Croatian film producer (1932–2019)

Branko Lustig (10 June 1932 – 14 November 2019) was a Croatian film producer best known for winning Academy Awards for Best Picture for Schindler's List and Gladiator. He is the only person born in the territory of present-day Croatia to have won two Academy Awards.

==Early life==
Lustig was born in Osijek, Kingdom of Yugoslavia to a Croatian Jewish family. His father, Mirko, was head-waiter at an Osijek Café Central, and his mother, Vilma (Gütter), was a housewife. Lustig's grandparents, unlike his parents, were religious and he regularly attended the local synagogue with them.

During World War II, as a child he was imprisoned for two years in Auschwitz and Bergen-Belsen. Most members of his family perished in the death camps throughout Europe, including his grandmother who was killed in the gas chamber, while his father was killed in Čakovec on 15 March 1945. Lustig's mother survived the Holocaust and was reunited with him after the war. On the day of the liberation, he weighed only 66 pounds (29.94 kg). Lustig credited his survival in Auschwitz to a German officer who happened to be from the same suburb of Osijek as Lustig. He overheard Lustig crying and asked him who his father was. It turned out the officer had known Lustig's father.

==Movie career==
Lustig began his film career in 1955 as an assistant director at Jadran Film, a state-owned Zagreb-based film production company. In 1956 he worked as a unit production manager on Branko Bauer's World War II drama Ne okreći se sine, winner of three Golden Arena awards at the 1956 Pula Film Festival. Lustig was the location manager for Fiddler on the Roof (1971). In the 1980s Lustig worked on the miniseries The Winds of War (1983) and its sequel War and Remembrance (1988). He moved to the United States in 1988.

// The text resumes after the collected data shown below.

Issue #767, opened 2024-11-29
Rendering of SVG -> PDF issue


BilboTav:
I use tcpdf to render SVG template into PDF for my CV and certain snippet is badly rendered on newest version:

6.7.5 (looks fine)
![image](https://github.com/user-attachments/assets/0c6bc0ee-813f-4398-b6b0-2ec01d828996)

vs

6.7.7 (edge point is ugly rendered)
![image](https://github.com/user-attachments/assets/0698b3cb-ca42-4810-8d80-7c1ad398cd92)

SVG part is this:

```
<path fill="{$color}"
              d="m 49.854628,14.022875 c 14.402622,0 26.928265,8.131049 33.359621,20.109374 l 6.74e-4,-3.41e-4 c
              0,0 0.717926,1.310865 1.503538,1.396184 0.785608,0.08532 1.081936,-1.855893 1.081936,-1.855893 l 0.002,6.83e-4 C
              87.752132,14.926248 104.28866,14.852189 104.28866,14.852189 h 14.50128 91.2102 V 0.00504815 H 0.00158345 V 84.119175
              H 6.9319861 c 5.2194399,0 4.9918029,-6.812334 4.9918029,-6.812334 v -23.359404 0 c -0.01751,-0.482916 -0.02694,-0.967535
              -0.02694,-1.454546 0,-21.246185 16.994158,-38.470016 37.957778,-38.470016 z" />
```

I am just giving heads up - maybe this fluke of mine is a sign of some other issues with regards of rendering SVG with Your library ?

Thanks.

williamdes:
Can you try to revert some of the changes in https://github.com/tecnickcom/TCPDF/compare/6.7.5...6.7.7 to find the one that is wrong ?

BilboTav:
> Can you try to revert some of the changes in [6.7.5...6.7.7](https://github.com/tecnickcom/TCPDF/compare/6.7.5...6.7.7) to find the one that is wrong ?

Hello, sorry for late response - issue starts with 6.7.7, 6.7.6 is fine. Thanks You!

grizzm0:
Similar issue here. Reverting to 6.7.6 did the trick. Will do that for now.

SVG vs rendered PDF
![logo](https://github.com/user-attachments/assets/80749d38-30dc-4298-af94-30f6e94212dc)

![Screenshot 2025-01-13 at 08 18 14](https://github.com/user-attachments/assets/232ba215-004b-454c-913e-ddf7cbd02524)

[...]

PR #864, opened 2026-04-14
Fix SVG curve parameter extraction once more

ferdiusa:
The switch from `preg_match_all` to `preg_split` in PR #855 broke parsing of "optimized" svg paths. In these, the "-" can be used as delimiter between numbers as well.

See Issue #767 for report by @tmhf.

The  regular expression suggested in this PR reverts back to token based behaviour while keeping the fix for "e" exponents from the original issue.

### DIFF
--- a/tcpdf.php
+++ b/tcpdf.php
@@ -23726,10 +23726,8 @@ class TCPDF {
 			$params = array();
 			if (isset($val[2])) {
 				// get curve parameters, see https://github.com/tecnickcom/TCPDF/issues/767
-				$rawparams = preg_split('/([\,\s]+)/si', trim($val[2]));
-				$rawparams = array_filter($rawparams, function($p) {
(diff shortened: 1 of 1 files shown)


williamdes (approved):
thank you

nicolaasuni:
Thank you very much, @ferdiusa, for the SVG curve parameter fix - the negative-number-as-delimiter edge case in `preg_split` on SVG path data is a subtle and tricky bug, and it is genuinely appreciated that you tracked it down once more.

SVG rendering has been redesigned in **[tc-lib-pdf](https://github.com/tecnickcom/tc-lib-pdf)**. If you are able to reproduce the path parsing issue there, feel free to open a PR or issue. If you need any help adapting your fix to the new library, please open a discussion and I will do my best to assist.

Issue #643, opened 2015-08-25
Insert parens while completing functions


ChillarAnand:
Since we call functions most of the time, it is better to insert parens by default.

Ref: http://emacs.stackexchange.com/q/15032/5187

jorgenschaefer:
Thanks for the idea. I'm not sure this would be a good idea. When using electric-pair-mode (or similar packages), typing the opening parenthesis inserts both parens and puts the cursor on the closing paren. Company does not support this kind of behavior, and I would it incredibly annoying if I had to type `<left>` after completing a function all the time.

How exactly did you think this would be done?

ChillarAnand:
I am not familiar with company mode and have no idea how to implement it. :(

jorgenschaefer:
Ah!

Yeah, I think it would be nice if Elpy could complete a function with the parentheses at the end, but only if it could put point on the closing parenthesis after completion. Something to be figured out in how to support this with company. (And, considering people use various parenthesis tools, like smartparens, probably something that should be optional …)

ChillarAnand:
May be this will help http://emacs.stackexchange.com/a/15035/5187

jorgenschaefer:
Adding parentheses to the completion if it's a function isn't the problem, really (I think the backend can do it, or we just annotate it). The problem is not moving point after the closing parenthesis.

PR #756, opened 2016-01-05
Complete Python callables optionally with parentheses

gav451:
Resolves issue https://github.com/jorgenschaefer/elpy/issues/643, since
point is left between the parentheses.

In case that elpy-company-add-parentheses-after-callables is non-nil,
insert parentheses after completions:
- With class and function annotations.
- With instance and statement annotations in case that the completions
  have a calltip.


jorgenschaefer:
Hello, and thank you for the contribution!

The code should only insert anything at all if the completion is a callable, not insert parens and then delete them if there is not.

Sadly, even then this code will block on every invocation, slowing down completion and general interaction. Instead of using `elpy-rpc-get-calltip`, could you use `elpy-company--cache-annotation` and see if that returns `"function"`? That should be a lot faster and have the same effect.

gav451:
Initially, I had written code only to append parentheses when "elpy-company--cache-annotation" returned "function" or "class" to append parentheses.
Then I discovered that this solution did not cover for instance universal functions in numpy such as numpy.abs which has the following entry in the elpy-company

               ((annotation . "instance")
                (meta . "instance: numpy.core.abs")
                (name . "abs")
                (suffix . "bs"))

jorgenschaefer:
> Then I discovered that this solution did not cover for instance universal functions in numpy such as numpy.abs

Hm yeah. Numpy is notoriously difficult to handle correctly for jedi. Might be worth a bug report there!

I just realized that you used `post-completion` in your original code – that means it's not as bad for completion as I worried. I can live with that. If the annotation is a problem, could you modify your code to at least insert the parentheses only when needed?

gav451:
The code now allows the user to provide his own post completion function, because I think that adding 
parentheses after callables depends a lot on the Emacs and Python environment as well as the coding 
style. I think that my post completion functions are correct in 90 % of my use cases and they show that
it will be very hard to write such a function that "does always what I mean".

gav451:
Sorry for the confusion: I wanted to amend my commit, but I failed to do it properly.

jorgenschaefer:
Thank you. Looks like github does not notify me when a PR is updated.

I like this a lot.

Is there a drawback to just always use the numpy version? `instance` is the name for old-style classes.

Also, I think you can simplify the exception detection a lot by simply doing something like `(progn (backward-sexp 2) (looking-at "\\_<raise\\_>"))` – much simpler and more general. How does that sound?

gav451:
I do not think that the numpy version has any problems, since the only problem I can imagine it is that completion is too slow for interactive use, but in my experience that is not the case at all.
I will rename elpy-company-numpy-post-complete-parens to elpy-company-post-complete-parens to get rid of the non-numpy version.
I did not realize that checking for a raise statement could possibly be as simple as you suggest. Please, give until the week-end to do my home work ;-) 
I really appreciate how you push/guide/teach your contributors (and elpy consists of very clear code!).

gav451:
On 03/01/2016 08:02 PM, Jorgen Schäfer wrote:
>
> Thank you. Looks like github does not notify me when a PR is updated.
>
> I like this a lot.
>
> Is there a drawback to just always use the numpy version? |instance| 
> is the name for old-style classes.
>
> Also, I think you can simplify the exception detection a lot by simply 
> doing something like |(progn (backward-sexp 2) (looking-at 
> "\\_<raise\\_>"))| – much simpler and more general. How does that sound?
>
> —
> Reply to this email directly or view it on GitHub 
> <https://github.com/jorgenschaefer/elpy/pull/756#issuecomment-190853178>.
>
I updated the pull request taking into account your remarks.
However, I used (backward-word 2) instead of (backward-sexp 2) since the 
former accepts raise statements containing a line continuation character 
('\').

jorgenschaefer:
Looks good to me, thank you! Could you squash the commits in this PR into one and force push?

jorgenschaefer:
(If you want, some unit tests for this behavior, especially the "accepts raise statements with continuation character" thing would be great, but not required :-))

gav451:
On 03/06/2016 12:41 PM, Jorgen Schäfer wrote:
>
> Looks good to me, thank you! Could you squash the commits in this PR 
> into one and force push?
>
> —
> Reply to this email directly or view it on GitHub 
> <https://github.com/jorgenschaefer/elpy/pull/756#issuecomment-192878550>.
>
I managed to squash the commits in the PR and to force push them.
Providing a unit test is a next step in learning elpy.

jorgenschaefer:
Hm. There are still 11 commits in this pull request. Did you rebase your final commit on top of the master branch? :-)

gav451:
I think I have squashed all my commits in my 'parentheses-after-callables' branch, because looking at https://github.com/gav451/elpy/commits/parentheses-after-callables I see only one commit by me
with the original date of January 5th, but it contains a squash of all my later commits.
Maybe some confusion arises from pulling changes from your master into my 'parentheses-after-callables' branch, because that is why the other commits are there.
Do I have to push this single commit on my master before you can pull it, or can you pull it from my 'parentheses-after-callables' branch?

jorgenschaefer:
The branch indeed only contained one commit, but the branch was not rebased ontop of master. I did that now, and this is pushed to the repo. Thank you very much for your work!

PR #764, opened 2016-01-09
Add config option to disable backed error display

### LINKED ISSUE #763: Add config option to disable backend error displays entirely
I use python 3.4/3.5 for my projects (asyncio based).
Jedi raises exception on editing buffer with constructions like `yield from`, `async def`, `await` etc.

elpy reflects these errors by raising a buffer with bug report containing comprehensive report about the bug, but it's very annoying.

I use layout with two vertically separated buffers. As result the bug report appears in other (nonactive) buffer and focus is switched to it.

Is there an option to disable the annoying buffer flicker in case of Jedi errors?
I can live with partial autocomplete support.

Sorry, my knowledge of emacs list is close to zero and I have no time/intention to *contribute* into elpy and jedi. I just want to *use elpy with pleasure*.
So I just politely asking for elpy option which will make my life much easier.

ChillarAnand:
closes #763

### DIFF
--- a/elpy.el
+++ b/elpy.el
@@ -310,6 +310,11 @@ edited instead. Setting this variable to nil disables this feature."
   :type 'string
   :group 'elpy)
 
+(defcustom elpy-disable-backend-error-display nil
+  "Non-nil if Elpy should disable backed error display."
+  :type 'boolean
+  :group 'elpy)
+
 ;;;;;;;;;;;;;
 ;;; Elpy Mode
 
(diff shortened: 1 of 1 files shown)


jorgenschaefer:
Awesome. You're quick! Thank you :-)

asvetlov:
@jorgenschaefer when do you expect publishing new release?

jorgenschaefer:
@asvetlov, at the end of this month (there should be a new Elpy release every three months). :-)

asvetlov:
sound good!
Thanks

Lustig received his first Oscar in 1993 for the production of Schindler's List, a film based on the novel of Thomas Keneally (which is, in turn, based on the true-life story of a German manufacturer who saved hundreds of Jews during World War II). Lustig himself had a cameo early in the film as a nightclub maitre d’. In July 2015, Lustig presented the Oscar to Yad Vashem for eternal safekeeping. He received his second Oscar for the epic movie Gladiator about a struggle for power in Imperial Rome, in 2001. Other major Hollywood films that Lustig worked on as a producer or executive producer include The Peacemaker (1997), Hannibal (2001), and Black Hawk Down (2001). In 2008, Lustig helped establish an independent production company Six Point Films to produce "meaningful, thought-provoking independent films".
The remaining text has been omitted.